Show: Fourth Monkey Actor Training Company – Industry Showcase
Society: London (professional shows)
Venue: The Arts Theatre. Great Newport Street, London WC2H 7JB
Credits: Directed by Steve Green, Charleen Qwaye and Jane Jeffrey
Fourth Monkey Actor Training Company – Industry Showcase
3 stars
It is a bit ambitious to attempt to demonstrate the professional skill of 49 graduate actors in 65 minutes. It would have been better to have split this big group into two showcase groups and given the industry audience the chance to see each performer in more than one role. As it was, with very few exceptions, we saw each of them only once. Generally well directed in both choice of extract and the acting of it, the showcase included some strong performances but there was no way of telling who was playing themselves and who was casting against type. And most industry pros are looking for versatility of which we saw none.
Despite the limited scope, however, many of these young people presented strong and interesting work. Eve Crutchley for example who did a piece from Groan Ups by Henry Lewis, Jonathan Sayer and Henry Shields is a natural comedienne. As an inquisitive teenager quizzing her friend (Poppy Taplin – also good) about an encounter with a boy, she is outrageously, hilariously outspoken and very funny indeed. I suspect she’s one to watch.
Ellis Jupiter, who is non-binary, has oodles of stage charisma. Her performance as an injured fisherman/woman/person chatting up the very feminine A&E doctor (Brianna Undy – good) who is stitching the hand wound, in Anatomy of a Suicide by Alice Birch, was very watchable. Also non-binary and impressive is Max Pawley, dressed as a man trying to seduce Chelsie Lockwood in Violence and Son by Gary Owen. Pawley finds both vulnerability and feistiness in the role. I’m sure both these actors will be very castable in the future.
Oné Camenzuli Chetcuti is outstanding in a scene from Alice Birch’s Blank in which she presents a terrified woman who has run amok with a rounders bat in a canteen where she has killed or seriously injured someone. Two other employees (Jade Causton and Nina Molina) are trying to get the bat away from her. Chetcuti shakes silently, her face quivering and her eyes darting in fear.
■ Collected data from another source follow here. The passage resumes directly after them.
Issue #677, opened 2016-08-30
z+t and z+b not adopted


alexandrudima:
Testing Microsoft/vscode#11147

VSCode Version 1.5.0-insider
Commit: 18f7fe90aa470ddc632c80388f84bf511afb7078
VSCodeVim Commit: 1185bceee27e09562d63a040808c5dac5227af9b
OS: Windows

Config: `"vim.useCtrlKeys": true`

`z`+`t`, `z`+`b` don't appear to do anything

johnfn:
Whoa, didn't realize that this was possible now. Thanks for the heads up, @alexandrudima! (Also, thanks for all the issues recently!)

jpoon:
Related Issue: https://github.com/VSCodeVim/Vim/issues/210

Issue #210, opened 2016-04-30
scroll-cursor commands (zt, zb) don't work


stapelberg:
Vim has handy commands for scrolling without moving the cursor, e.g. `zt`, which scrolls the screen so that the line with the current cursor is placed as the first line. E.g., I often do actions like `/main(<CR>zt`, so that I can see as much of the main function as possible.

Would it be possible to implement `zt`, `zb` and `zz`?

Thanks!

johnfn:
zz has been done. zt and zb are impossible until https://github.com/Microsoft/vscode/issues/2771 😞

jpoon:
On 0.2.0:

1) `zz` works
2) `zt` and `zb` don't work. We do have `CommandTopScroll` and `CommandBottomScroll` which are called but the window does not update.

rebornix:
@jpoon I moved the master bits to extensions folder and tried, both `zt` and `zb` work perfectly. I don't know whether we did anything wrong with compiling, this is really weird.

jpoon:
@rebornix Hmm..yeah, I see the same thing. Works in master, doesn't work in released version. Super strange. As there's been a fair amount of changes since 0.2.0, shall we release a new version and see if that magically resolves this issue?

rebornix:
@jpoon If you generate a visx and install it manually, it works as well. Let's wait and see next version!

johnfn:
This appears to be done for me. :)

Issue #676, opened 2016-08-30
Ctrl+F moves cursor down but does not scroll editor


alexandrudima:
Testing Microsoft/vscode#11147

VSCode Version 1.5.0-insider
Commit: 18f7fe90aa470ddc632c80388f84bf511afb7078
VSCodeVim Commit: 1185bceee27e09562d63a040808c5dac5227af9b
OS: Windows

Config: `"vim.useCtrlKeys": true`

## Expected
![ctrl-f-expected](https://cloud.githubusercontent.com/assets/5047891/18089950/a47c145c-6ec2-11e6-98ce-c5312d8ae98e.gif)

## Actual
 * cursor moves but the editor is not scrolled

![ctrl-f-actual](https://cloud.githubusercontent.com/assets/5047891/18089928/8c229b06-6ec2-11e6-9876-cff4c5918753.gif)

alexandrudima:
The exact same problem with Ctrl-B

Issue #675, opened 2016-08-30
Ctrl+D appears to scroll more than half window lines downwards (same as Ctrl+F?)


alexandrudima:
Testing Microsoft/vscode#11147

VSCode Version 1.5.0-insider
Commit: 18f7fe90aa470ddc632c80388f84bf511afb7078
VSCodeVim Commit: 1185bceee27e09562d63a040808c5dac5227af9b
OS: Windows

Config: `"vim.useCtrlKeys": true`

## Expected
![ctrl-d-expected](https://cloud.githubusercontent.com/assets/5047891/18089789/ea9c43cc-6ec1-11e6-9903-5119e45a3427.gif)

## Actual
 * cursor moves more than 1/2 a screen & the editor is not scrolled

![ctrl-d-actual](https://cloud.githubusercontent.com/assets/5047891/18089796/eec399a0-6ec1-11e6-86ed-add559bea2a6.gif)

alexandrudima:
The exact same problem with Ctrl-U

rebornix:
@alexandrudima it's more or less our workaround before we have `editorScroll`, using 20 lines (Vim's default config) instead of dynamic half page. Since we already have `editorScroll`, this issue should be gone once we fix the side effect issue there.

PR #681, opened 2016-08-30
Editor Scroll

### LINKED ISSUE #672: Ctrl-E and Ctrl-I stop working as soon as the cursor should move
Testing Microsoft/vscode#11147

VSCode Version 1.5.0-insider
Commit: 18f7fe90aa470ddc632c80388f84bf511afb7078
VSCodeVim Commit: 1185bceee27e09562d63a040808c5dac5227af9b
OS: Windows

Config: `"vim.useCtrlKeys": true`

In these gifs I'm doing Ctrl-E but the exact problem exists for Ctrl-Y.

## Expected
ctrl-e-expected

## Actual
ctrl-e-actual

rebornix:
Add editor scroll commands. The trick in this PR is disabling view updating for editor scrolling as Code already does it for us, re-updating the view will lead to unexpected result of layout redraw.

This PR should fix #672, #673, #675, #676 .

### DIFF
--- a/src/actions/actions.ts
+++ b/src/actions/actions.ts
@@ -1724,6 +1724,28 @@ class CommandCenterScroll extends BaseCommand {
 }
 
 @RegisterAction
+class COmmandTopScroll extends BaseCommand {
+  modes = [ModeName.Normal];
+  keys = ["z", "t"];
+
+  public async exec(position: Position, vimState: VimState): Promise<VimState> {
+    await vscode.commands.executeCommand('revealLine', {lineNumber: 1, at: 'top'});
+    return vimState;
+  }
+}
+
+@RegisterAction
+class CommandBottomScroll extends BaseCommand {
+  modes = [ModeName.Normal];
+  keys = ["z", "b"];
+
+  public async exec(position: Position, vimState: VimState): Promise<VimState> {
+    await vscode.commands.executeCommand('revealLine', {lineNumber: 10, at: 'bottom'});
+    return vimState;
+  }
+}
+
+@RegisterAction
 class CommandGoToOtherEndOfHighlightedText extends BaseCommand {
   modes = [ModeName.Visual, ModeName.VisualLine];
   keys = ["o"];
--- a/src/actions/actions.ts
+++ b/src/actions/actions.ts
@@ -1724,7 +1724,7 @@ class CommandCenterScroll extends BaseCommand {
 }
 
 @RegisterAction
-class COmmandTopScroll extends BaseCommand {
+class CommandTopScroll extends BaseCommand {
   modes = [ModeName.Normal];
   keys = ["z", "t"];
 
--- a/src/actions/actions.ts
+++ b/src/actions/actions.ts
@@ -1,7 +1,7 @@
 import { VimSpecialCommands, VimState, SearchState, SearchDirection, ReplaceState } from './../mode/modeHandler';
 import { ModeName } from './../mode/mode';
 import { VisualBlockInsertionType } from './../mode/modeVisualBlock';
-import { TextEditor } from './../textEditor';
+import { TextEditor, EditorScrollByUnit, EditorScrollDirection, CursorMovePosition, CursorMoveByUnit } from './../textEditor';
 import { Register, RegisterMode } from './../register/register';
 import { NumericString } from './../number/numericString';
 import { Position } from './../motion/position';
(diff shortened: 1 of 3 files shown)


rebornix:
Fix #677 as well. After reading @sandeep 's source code now I understand `lineNumber` parameter correctly.

src/actions/actions.ts
```diff
@@ -1466,6 +1510,28 @@ class CommandCenterScroll extends BaseCommand {
 }
 
 @RegisterAction
+class COmmandTopScroll extends BaseCommand {
```
mleech: Minor casing issue - there's an uppercase `O` in `CommandTopScroll`

rebornix: Ooops, I've put too much time on `shift` ...

johnfn:
I've mentioned before that I dislike updating the view outside of our updateView function, though in the past I never really drew a hard line. However, I've actually started to take steps to minimize this behavior within my multi-cursor-mode branch, and I think it would be prudent to begin to draw the line and say we want to do that everywhere.

The way I'd suggest to do something like this would be that for actions that can adjust the view, make simple interfaces like `{ type: 'scrollViewToTop' }` `{ type: 'scrollViewToBottom' }` etc. Then make a property on VimState which is something like viewChanges. Then read off this array inside of the updateView function.

rebornix:
@johnfn ha I was expecting this feedback on this :) 

I do agree that any side effect should happen in a centralized place like updateView but sometimes it's difficult. The reason that Code won't provide a pure command for us to call (I mentioned quite a bit times) is a pure command without any side effect may be not useful to other callers and way too Vim specific.

The top 1st command/API that conflicts with your principle (making commands pure/ putting view updating all in viewUpdate) is `vscode.window.activeTextEditor.edit()`. We leveraged this API to archive `delete` and `replace` but they will update the view immediately once they are executed. This makes it difficult to draw the hard line.

I'm not against your proposal and actually I do want to make it this way in VSCodeVim but we do have limitations. I'll read your multi-cursor PR to grab ideas from you and update this PR accordingly.

johnfn:
For the pure, just scroll and do nothing else commands, I think it's possible! But the other ones will be more difficult, you're right. Kind of a bummer.

jpoon:
This would also fix https://github.com/VSCodeVim/Vim/issues/210

rebornix:
@johnfn @jpoon just followed Johnfn's suggestions, postpone Code commands which have side effect to view layout and only run them when we trigger our inhouse `updateView`, making it a little bit similar to https://github.com/VSCodeVim/Vim/pull/587/files#diff-a7723f32fe6b05e135838f84e5c23c0fR371 .

Look forward to your comments on this.

src/actions/actions.ts
```diff
@@ -609,16 +635,49 @@ class CommandDeleteIndentInCurrentLine extends BaseCommand {
   }
 }
 
+class CommandCtrlE extends CommandEditorScroll {
+  keys = ["<C-e>"];
+  to = "down";
```
jpoon: Can we create enums for `to` and `by` values?

src/mode/modeHandler.ts
```diff
@@ -1088,6 +1100,15 @@ export class ModeHandler implements vscode.Disposable {
 
     vscode.window.activeTextEditor.setDecorations(this._caretDecoration, rangesToDraw);
 
+    if (this.vimState.postponedCodeViewChanges.length > 0) {
```
jpoon: is this outside `if` necessary?

src/mode/modeHandler.ts
```diff
@@ -33,6 +33,11 @@ export enum VimSpecialCommands {
   Dot
 }
 
+export class ViewChange {
+  public name: string;
```
jpoon: nit: maybe rename this to `command`? As that'll be inline with how it's used in `executeCommand`.

src/actions/actions.ts
rebornix: Sure, that's definitely necessary.

rebornix:
@jpoon comments addressed!

src/textEditor.ts
```diff
@@ -224,3 +224,61 @@ export class TextEditor {
...
+export const RevealLineAtArgument = {
+  Top: 'top',
+  Center: 'center',
+  Bottom: 'bottom'
+};
+
+/**
+ * Positions in the view for cursor move command.
+ */
+export const CursorMovePosition = {
```
johnfn: You could actually just use string union types here, which I like better (stronger typechecking).

`type CursorMovePosition = 'left' | 'right' | 'up' | 'down' | ...`

rebornix: yes, string union type can easily validate string value assignment but if we use that, then we still need to write plain text string while initialization in `action.ts`, which is what we want to avoid, right?

PR #3955, opened 2019-08-06
When the `c` (confirm) flag is used in a `:s` command, don't use neovim

### LINKED ISSUE #3371: Search-replace with confirm not working with neovim
**Describe the bug**
This is an extension of #1010, with a focus on the Neovim integration. Search-replace with confirm does not appear to work with the Neovim integration enabled.

**To Reproduce**

Run a search replace command like so:

```
:%s/foo/bar/gc
```

When you press enter, nothing happens. If you took out the `c` flag, then the replace will work correctly.

**Expected behavior**
A prompt window appears in VS Code to receive input for the confirmation (ie, `y/n/...`).

I am using the latest of all versions as of writing:

- Extension (VsCodeVim) version: 1.0.1
- VSCode version: 1.30.2
- OS: MacOS 10.14.2

J-Fields:
We need to use VSCode's quickpick capabilities to do confirmation.
Fixes #3371

### DIFF
--- a/src/cmd_line/commandLine.ts
+++ b/src/cmd_line/commandLine.ts
@@ -84,7 +84,7 @@ class CommandLine {
 
     try {
       const cmd = parser.parse(command);
-      const useNeovim = configuration.enableNeovim && cmd.command && cmd.command.neovimCapable;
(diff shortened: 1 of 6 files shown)


xconverge:
Another good one! Thanks!

Issue #3922, opened 2019-07-24
:wq does not close window if there are unsaved changes


zombiezen:
**Describe the bug**
When I try to use `:wq` to write and close a _modified_ file, it will write the file, but not close the window, failing with the error `E37: No write since last change (add ! to override).` in the status bar.

**To Reproduce**

1.  `code --wait foo.txt`
2.  Make a change (e.g. type in "foo")
3.  `:wq`

**Expected behavior**
The file is written and the window is closed.

**Environment (please complete the following information):**

- Extension (VsCodeVim) version: `1.8.2`
- VSCode version: `1.36.1`
- OS: `Windows_NT x64 10.0.18362`

**Additional context**

Not sure if relevant, but I am using this in conjunction with the Remote Development - WSL extension.

**EDIT 2019-07-26:** Edited to clarify that this behavior only occurs for modified files.

J-Fields:
Seems to me this only happens when the file does not exist. @zombiezen can you confirm?

zombiezen:
On my machine, the existence or non-existence of the file does not affect the behavior. I just verified that running `touch foo.txt` before going through the reproduction steps produces the same results.

J-Fields:
Interesting. I think I'm seeing a manifestation of the same bug because if I create a file via `code --wait test.txt`, I see the behavior you describe. But once it exists (if, for instance, I do `:w` before step 2 above), `:wq` works as expected.
My environment:
* Extension version: `1.8.2`
* VS Code version: `1.36.1`
* OS version: `Windows_NT x64 10.0.16299`

stevenguh:
This has been a issue for a while since the remote ssh. I never thought much of it.
https://github.com/VSCodeVim/Vim/blob/master/src/cmd_line/commands/write.ts#L55
Once I added an await for the execute call, I no longer get the error after executing `:wq` with remote ssh.

stevenguh:
Sure. But I have been get some unrelated test fails. I am wonder if this is a Windows problem.

stevenguh:
Exactly my thought. But okay. I will get a PR going and see if it pass on CI. Thanks.

Issue #3777, opened 2019-05-17
Vim extension UI "blocks" on remote development save


suo:
**Describe the bug**
I am using the remote development extension. When the connection is slow, using `:w` to save the file causes the VSCodeVim to "block", i.e. no input is accepted until the save is finished.

I can tell that it's VS Code itself that's blocked, because non-VSCodeVim commands are still responsive.

**To Reproduce**

1. Get VS Code insiders and install the remote development extension pack. I am using it over ssh.
2. Your connection has to be slow (mine has to tunnel through a jumphost on my employer's corporate network and back out).
3. Make some changes, save, then try to use the movement keys immediately after.
4. Observe that the Vim extension is locked up for a second or two.

**Expected behavior**
I would expect saving to occur asynchronously and for the vim extension to continue processing input, like the rest of VS Code does.

**Screenshots**
Here's a gif of what I mean. Notice I input a bunch of movement commands after the `:w` but nothing happens.
![example](https://user-images.githubusercontent.com/1617424/57903674-f7514e00-7823-11e9-9a8f-b4e8b5f35fcf.gif)

**Environment (please complete the following information):**

- Extension (VsCodeVim) version: 1.8.0
- VSCode version: Version 1.34.20-insider
- OS: Mac

**Additional context**
I'm happy to pitch in and fix this issue if given pointers. I think this is really important, as remote development will become more popular over time.

PR #3998, opened 2019-08-27
fix :wq in remote

stevenguh:
Fix the issue where `:wq` can't close a file in vscode remote

https://github.com/VSCodeVim/Vim/issues/3922

### DIFF
--- a/src/cmd_line/commands/write.ts
+++ b/src/cmd_line/commands/write.ts
@@ -52,7 +52,7 @@ export class WriteCommand extends node.CommandBase {
 
     // defer saving the file to vscode if file is new (to present file explorer) or if file is a remote file
     if (vimState.editor.document.isUntitled || vimState.editor.document.uri.scheme !== 'file') {
-      vscode.commands.executeCommand('workbench.action.files.save');
+      await vscode.commands.executeCommand('workbench.action.files.save');
       return;
     }
 


suo:
Hi @J-Fields, this change is a regression for me (I actually removed the await in a previous PR to fix the following issue: https://github.com/VSCodeVim/Vim/issues/3777).

This change causes all saves to block the Vim extension until the save is completed. With the remote development extension, this save can actually take multiple seconds, depending on the connection quality and file size (see the above issue for an example).

I would argue that completely blocking the Vim extension (no shortcuts, no ex commands, etc.) is worse than failing the save in this instance. Especially since `:w` is likely more common than `:wq`. Is it possible to revert this PR?

I suppose the ideal solution is to have sequential commands await each other. Or for whatever state machine handles the vim state not block on an ex command finishing. Happy to implement something along those lines if there's consensus on the right path.

cc @jpoon @Chillee

J-Fields:
@suo Thanks for pointing this out. I think the solution might be to `await` the save only for `:wq`, to avoid the race condition while not blocking for `:w`.

stevenguh:
Ok. I see where you are coming from. I assumed that's the cost working on remote, because all other write commands like `:wa`, and `:wqa are blocking as well.

@J-Fields That's what I am thinking as well. I will looking into the code. It seems like we can do that.

PR #4013, opened 2019-08-29
:w write in background

stevenguh:
This changes the :w behavior to write in background to unfreeze the VS Code UI when the user is using VS Code Remote while allowing operation like wq and wa to work in VS Code

This fix the regression caused by https://github.com/VSCodeVim/Vim/pull/3998

https://github.com/VSCodeVim/Vim/pull/3998
https://github.com/VSCodeVim/Vim/issues/3922
https://github.com/VSCodeVim/Vim/issues/3777

### DIFF
--- a/src/cmd_line/commands/write.ts
+++ b/src/cmd_line/commands/write.ts
@@ -1,8 +1,8 @@
 import * as fs from 'fs';
 import * as node from '../node';
 import * as path from 'path';
-import * as util from 'util';
 import * as vscode from 'vscode';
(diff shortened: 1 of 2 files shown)


J-Fields:
@suo If you get a chance, could you verify that this fixes the issue you mentioned in https://github.com/VSCodeVim/Vim/pull/3998#issuecomment-525950869

J-Fields:
`:wa` probably doesn't need to block either, but I see that's implemented separately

When she eventually speaks, it’s riveting. Considering this was only a two or three minute scene it was a powerful study of a major mental health crisis.
Gee Cusk and Bam Sadler treated us to a bit of Between the Sheets by Jordi Mand in which the comic timing was excellent. Sadler played a parent attending a school consultation evening at which she accuses Cusk as the teacher, of sleeping with her husband. The teacher confesses in the end but, hilariously, then makes it clear that it all started with creative writing assigments which means that she knows almost everything about the parent;s marriage.
Kirsty Diana Smith has definitely got something too. She played a wife in The One by Vicky Jones in which she strings her husband (Ciaran Cross) along with a bit of subterfuge. She has a way of looking and communicating a lot without speaking which reminded me of Cary Mulligan.
Rob Cattanach has unusual looks which will stand him in good stead and he was entertaining with Ella Jump in Hello/Goodbye by Peter Souter. And Kristian Palmeholt-Letchumanan impressed me with sheer good acting in I Wanna Be Yours by Zia Ahmed with Alessia Pezzini as the other half of the couple.
Across the 25 extracts which made up this showcase there was a great deal of intelligent playing off each other and listening – always good to see in actors at the beginning of their careers.